Although I knew in the back of my mind that he had a rough path in life and doesn't let anyone in easily, and that I should give him time. His words still hurt deeply. They cut my already wounded heart again. I felt mentally drained. I didn't have any idea how to prove myself to him again.

Dear brain, sorry for the overload. Dear tummy, sorry for the butterflies. Dear pillow, sorry for the tears. Dear heart, sorry for the damage.

Loving him is like holding the sun and hoping I don't get burned. It hurts when I know I tried doing my best and still wasn't good enough.

Admit it. We all have that one person we would take back without a thought no matter how much they hurt us.

For me, its him.

The green-haired, bleached skin full of tattoos, crazily cunning mind, psychopathic serial killer.

Yeah, that man.

He has become so damaged on the inside that when I give him what he deserves, he doesn't know how to freaking respond.

Knock. Knock.

I stiffened, but I didn't get out of bed to go and check out who it is. I didn't have the energy to shout back any answer, so I continued staring the white ceiling. His men kept knocking on my door for the past, I don't know, two hours? And, I have been successfully ignoring them.

"Ma'am?" A man said from out the door.

Knock. Knock.

I rolled my eyes and ignored it. Silence filled the air for a few seconds.

"Dr. Quinzel?"

Ugh. Why can't they just leave me alone? What do they want? What does he want?

He definitely doesn't want me.

I ignored everything my mind was saying and the poor guy outside the door and turned sideways on the bed, staring at the wall. I let out a huge sigh and closed my eyes, desperately trying to forgot all my problems. Sleep seemed like a good excuse.

Bang.

Crack.

Explosion.

I bolted right up, my heart racing and the loud explosive noise pounding in my ears. Wide awake, I turned my head towards the bedroom door.

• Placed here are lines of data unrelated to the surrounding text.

PR #29, opened 2016-04-05
Always handle errors from recurse_manifest()

phmccarty:
Some call sites of recurse_manifest() did not handle return codes. Add handling for those, and also fix a functional test that was broken after adding the proper error handling.


bryteise:
+1

PR #31, opened 2016-04-06
fix segfault in bundle-remove on invalid bundle

fandeli:
When trying to remove a bundle that has not
valid name contained into /usr/share/clear/bundles
a segfault arise. This patch solves that by
properly validating the bundle name is valid
within MoM.

### DIFF
--- a/src/bundle.c
+++ b/src/bundle.c
@@ -272,6 +272,12 @@ int remove_bundle(const char *bundle_name)
 		goto out_free_curl;
 	}
 
+	if (!search_bundle_in_manifest(current_mom, bundle_name)) {
+		printf("Bundle name is invalid, aborting removal\n");
+		ret = EBUNDLE_REMOVE;
+		goto out_free_mom;
+	}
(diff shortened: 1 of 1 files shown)


src/bundle.c
```diff
@@ -272,6 +272,11 @@ int remove_bundle(const char *bundle_name)
 		goto out_free_curl;
 	}
 
+	if (!search_bundle_in_manifest(current_mom, bundle_name)) {
+		printf("Bundle name is invalid, aborting removal\n");
```
phmccarty: Since the "ret" variable is not set for this error condition, can we set ret to EBUNDLE_REMOVE in this case?

fandeli: of course!

fandeli: Done.

phmccarty:
Looks good! I'll push to master shortly.

phmccarty:
Merged. Thanks, Jaime.

PR #32, opened 2016-04-07
Fix a hashdump crash

phmccarty:
My recent change that removed the init_globals() call from the hashdump code led to a crash if --basepath was not passed on the command line.

To fix, refactor the path_prefix init code to a new function, and explicitly call this function for hashdump.

### DIFF
--- a/src/globals.c
+++ b/src/globals.c
@@ -212,20 +212,28 @@ bool set_format_string(char *userinput)
 	return true;
 }
 
-bool init_globals(void)
+/* Passing NULL for PATH will either use the last --path argument given on the command
+ * line, or sets the default value ("/").
+ */
+bool set_path_prefix(char *path)
 {
 	struct stat statbuf;
 	int ret;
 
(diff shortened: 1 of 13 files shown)


src/globals.c
```diff
@@ -212,42 +212,58 @@ bool set_format_string(char *userinput)
...
+
+		/* ensure path_prefix is absolute, at least '/', ends in '/',
+		 * and is a valid dir */
+		if (tmp[0] != '/') {
 			char *cwd;
 
 			cwd = get_current_dir_name();
 			if (cwd == NULL) {
 				printf("Unable to getwd() (%s)\n", strerror(errno));
 				return false;
```
bryteise: Free tmp?

phmccarty: Yes, good catch

phmccarty:
Added the missing free() for the get_current_dir_name() error case

phmccarty:
Merged

PR #33, opened 2016-04-07
Reduce noise for updates and bundle-adds

bryteise:
Stop printing a message when bundles are included and going to be
installed or if bundles are already included and going to be skipped
when doing the add_subscriptions call.

Instead update the install_bundles call to notify users when an
installed bundle was attempted to be be installed again.

### DIFF
--- a/src/bundle.c
+++ b/src/bundle.c
@@ -348,7 +348,6 @@ int add_subscriptions(struct list *bundles, int current_version, struct manifest
 
 		file = search_bundle_in_manifest(mom, bundle);
 		if (!file) {
-			printf("%s bundle name is invalid, skipping it...\n", bundle);
 			continue;
 		}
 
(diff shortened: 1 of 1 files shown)


src/bundle.c
```diff
@@ -413,7 +410,7 @@ int install_bundles(struct list *bundles, int current_version, struct manifest *
 
 	if (ret) {
 		if (ret == 1) {
-			printf("There are no pending bundles to install, exiting now\n");
+			printf("%s bundle already installed, exiting now\n", bundle);
```
phmccarty: There is no bundle variable in this function.

bryteise: Want to know how I know I didn't run make check... I clearly was in the middle of something else with this change X(.

bryteise:
Updated in #34

PR #34, opened 2016-04-08
Reduce noise for updates and bundle-adds

bryteise:
Fixes #33 use of an undefined variable, also corrects a bug in detecting already installed updates and adds a functional test to ensure that detecting already installed bundles is done correctly.

---

Stop printing a message when bundles are included and going to be
installed or if bundles are already included and going to be skipped
when doing the add_subscriptions call.

Instead update the install_bundles call to notify users when an
installed bundle was attempted to be be installed again.


src/bundle.c
```diff
@@ -348,7 +348,6 @@ int add_subscriptions(struct list *bundles, int current_version, struct manifest
 
 		file = search_bundle_in_manifest(mom, bundle);
 		if (!file) {
-			printf("%s bundle name is invalid, skipping it...\n", bundle);
```
phmccarty: I would prefer to keep this printf, since it is useful for 'bundle-add', and shouldn't ever occur for 'update'.

phmccarty: I will add this line back after merging.

phmccarty:
Merged

PR #35, opened 2016-04-11
add --statedir option to alternate state directory

fandeli:
This option overrides the global setup for state_dir
variable that is now used to find out where swupd
is going to do work (state dir).

If not --statedir option is passed along, the global
STATE_DIR definition value is going to be used instead,
this last one can also be changed at compilation time.

### DIFF
--- a/src/globals.c
+++ b/src/globals.c
@@ -50,6 +50,7 @@ char *path_prefix = NULL; /* must always end in '/' */
 char *mounted_dirs = NULL;
 char *bundle_to_add = NULL;
 struct timeval start_time;
+char *state_dir = NULL;
 
 /* NOTE: Today the content and version server urls are the same in
  * all cases.  It is highly likely these will eventually differ, eg:
@@ -169,6 +170,29 @@ static bool is_valid_integer_format(char *str)
 	return true;
 }
 
+bool set_state_dir(char *path)
+{
+	if (path) {
+		if (path[0] != '/') {
+			printf("statepath must be a full path starting with '/', not '%c'\n", path[0]);
+			return false;
+		}
+
+		if (state_dir) {
+			free(state_dir);
+		}
+
+		string_or_die(&state_dir, "%s", path);
+	} else {
+		if (state_dir) {
+			return true;
+		}
+		string_or_die(&state_dir, "%s", STATE_DIR);
+	}
+
+	return true;
+}
+
 bool set_format_string(char *userinput)
 {
 	int ret;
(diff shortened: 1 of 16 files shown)


src/helpers.c
```diff
@@ -144,18 +144,18 @@ int create_required_dirs(void)
 	int ret = 0;
 	int i;
 	char *dir;
-#define STATE_DIR_COUNT 3
+#define state_dir_COUNT 3
```
phmccarty: Since this one is a local macro, I would prefer that it remain named STATE_DIR_COUNT

src/globals.c
```diff
@@ -212,13 +213,37 @@ bool set_format_string(char *userinput)
...
 
 	gettimeofday(&start_time, NULL);
 
+	if (state_dir == NULL) {
+		string_or_die(&state_dir, "%s", STATE_DIR);
+	}
+
 	/* insure path_prefix is absolute, at least '/', ends in '/',
 	 * and is a valid dir */
 	if (path_prefix != NULL) {
```
phmccarty: Latest code in master sets path_prefix in the set_path_prefix() function, so there are likely merge conflicts here. Can you rebase this patch?

src/helpers.c
fandeli: hey, I sed'd that as well?... good catch, let me fix. That one, not
intended to be changed.

src/globals.c
```diff
@@ -212,13 +213,37 @@ bool set_format_string(char *userinput)
 	return true;
 }
 
+bool set_state_dir(char *dir)
```
phmccarty: My preference is for set_state_dir() to handle the state_dir global analogous to the way set_format_string() handles format_string. This way, the interface that we use for handling globals will be more consistent.

In this case, I'm thinking init_globals() would call set_state_dir(NULL), which means that either the value passed to --statedir is set, or the default value (STATE_DIR). If the argument to set_state_dir() is not NULL, then we can do validation and set the user-defined value.

src/globals.c
```diff
@@ -212,13 +213,37 @@ bool set_format_string(char *userinput)
...
+{
+	if (dir == NULL || dir[0] == '\0') {
+		return false;
+	}
+
+	/* TODO: more validation of input? */
+	if (dir[0] != '/') {
```
phmccarty: Not really sure what extra validation we need here...

Restricting the value to a full path is good, and because we create the directory in create_required_dirs(), we don't need an existence check.

src/globals.c
fandeli: The patch handles stuff in the way you described, or maybe I missed something else?

phmccarty: In init_globals(), I would like to call set_state_dir(NULL), but that's not possible in the current state, because dir==NULL will return false. I'm suggesting to make NULL a special value, just like it is for the other set_* functions.

fandeli: all right

fandeli: done.

phmccarty:
Looks good to me. I'll merge shortly.

phmccarty:
Merged, thanks!

PR #56, opened 2016-04-26
Fix check-update content url message

chuyd:
Fix "Use the -c option instead" message in check-update since it does
not require the -c option, this occurs when the default contenturl
can not be foud in the config files, this patch sets the content url
with the version url value in check-update.

Signed-off-by: Jesus Ornelas Aguayo <jesus.ornelas.aguayo@intel.com>

### DIFF
--- a/src/check_update.c
+++ b/src/check_update.c
@@ -81,6 +81,7 @@ static bool parse_options(int argc, char **argv)
 				printf("Invalid --versionurl argument\n\n");
 				goto err;
 			}
+			set_content_url(optarg);
 			set_version_url(optarg);
 			break;
 		case 'P':


phmccarty:
Thanks for catching this issue! It is a side effect of running init_globals() for 'check-update', even though 'check-update' doesn't require set_content_url() being called at all... I'm not sure of the best approach to take here...

bryteise:
I'm actually in favor of having it setting the content url to something static that passes init_globals for check-update and then removing the -u option from the command.

But... if we want to have unified option handling between more swupd commands I'd just reject the -u option entirely and if only a content or version url is passed print a warning but attempt to use the same url for both.

fandeli:
+1 removing -u from command and set both to whatever -c is, is harder to
handle decently from init_globals()

phmccarty:
I'm hesitant to remove the -u option right now, or else scripts will break. When the unified getopt handling is implemented, the options will likely break anyway, so I would prefer to not break compatibility before that time when we can announce the breaking option-related changes and how to migrate scripts.

I think we should call set_content_url("") for now, and if check-update ever needs to download update content in the future, we can add the -c option.

phmccarty:
@chuyd After reconsidering the various possible solutions here, given the current state of option parsing, I think your approach is cleanest.

The future unified getopt interface will completely overhaul the parsing, and we can revisit the check-update options at that time.

phmccarty:
Merged

PR #57, opened 2016-04-26
Add check for do_staging return code

bradTpeters:
Add check for do_staging return code, aborting bundle-add
operation when any file or directory fails to stage. This
addresses file system corruption seen when client runs out
of disk space

### DIFF
--- a/src/bundle.c
+++ b/src/bundle.c
@@ -444,7 +444,8 @@ int install_bundles(struct list *bundles, int current_version, struct manifest *
 		if (ret == 0) {
 			rename_staged_file_to_final(file);
 		} else {
-			printf("Failed to stage file(s) (ret = %d). Cannot proceed with bundle-add \n", ret);
+			printf("Failed to stage file: %s (ret = %d). Aborting bundle-add\n",
+                    file->filename, ret);
 			goto out;
 		}
 	}
--- a/src/bundle.c
+++ b/src/bundle.c
@@ -443,6 +443,9 @@ int install_bundles(struct list *bundles, int current_version, struct manifest *
 		ret = do_staging(file, mom);
 		if (ret == 0) {
 			rename_staged_file_to_final(file);
+		} else {
+			printf("Failed to stage file(s) (ret = %d). Cannot proceed with bundle-add \n", ret);
+			goto out;
 		}
 	}
 


bradTpeters:
A test run with this patch fails with:
----
# swupd bundle-add os-core-dev
swupd-client bundle adder 3.5.2
   Copyright (C) 2012-2016 Intel Corporation

Downloading required packs...
Downloading os-core-dev pack for version 7500
Extracting pack.
Installing bundle(s) files...
Failed to stage file(s) (ret = -2). Cannot proceed with bundle-add 
Possible filedescriptor leak: fd_number="4",fd_details="socket:[5418]"
root@clr-bf85f5c2c3964f7fb7eff8072655dde2 /home #

----

Much better than corrupting the file system by installing a bunch of 0 length files, as it was without this patch.

bradTpeters:
A follow-on patch is going to clean up the partially installed bundle(s) contents

src/bundle.c
```diff
@@ -443,6 +443,9 @@ int install_bundles(struct list *bundles, int current_version, struct manifest *
 		ret = do_staging(file, mom);
 		if (ret == 0) {
 			rename_staged_file_to_final(file);
+		} else {
+			printf("Failed to stage file(s) (ret = %d). Cannot proceed with bundle-add \n", ret);
```
phmccarty: Since only a single file is being processed at this point, can we print out the file->filename that failed to stage? This is similar to the do_staging() error handling in the update path.

bryteise:
+1

bradTpeters:
Msg updated. I'm a little concerned that outputting filename may imply the cause of the error is the file mentioned, when in fact it is likely to be a disk out of space error

phmccarty:
@bradTpeters I agree with that concern, but do_staging() error handling needs rework anyway, so at this point in the code we don't have enough information about what errors actually occurred.

But by printing the filename that failed to stage, swupd developers will at least have some information to work with, until we start to send this type of information over telemetry. The message is not actionable for end users, which is the downside, but if users file a bug report, when there may be enough information in the output to work with.

phmccarty:
Looks good. I'll fix up a little whitespace issue afterward and then merge.

phmccarty:
Merged. (I squashed the whitespace change into the commit instead.)

PR #58, opened 2016-04-26
Move functional tests to use the BATS framework

bryteise:
This change also removes duplicate test from search.


phmccarty:
I'm seeing three test failures when running the suite on Arch. They are:

- update/include-old-bundle
- update/include
- update/newest-deleted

There he stood, in all his green glory, in a tux, giving me a huge grin. His hair was messy and his shirt was stained with ...blood. He was wearing white gloves.

Where was the other man who was calling me?

"What are you doing?" Mr. J said, his expression showing that he is clearly annoyed. Slowly, he walked towards me and stood at the edge of the bed. I remained silent, sitting cross-legged in the middle of the bed and stared at him, blinking.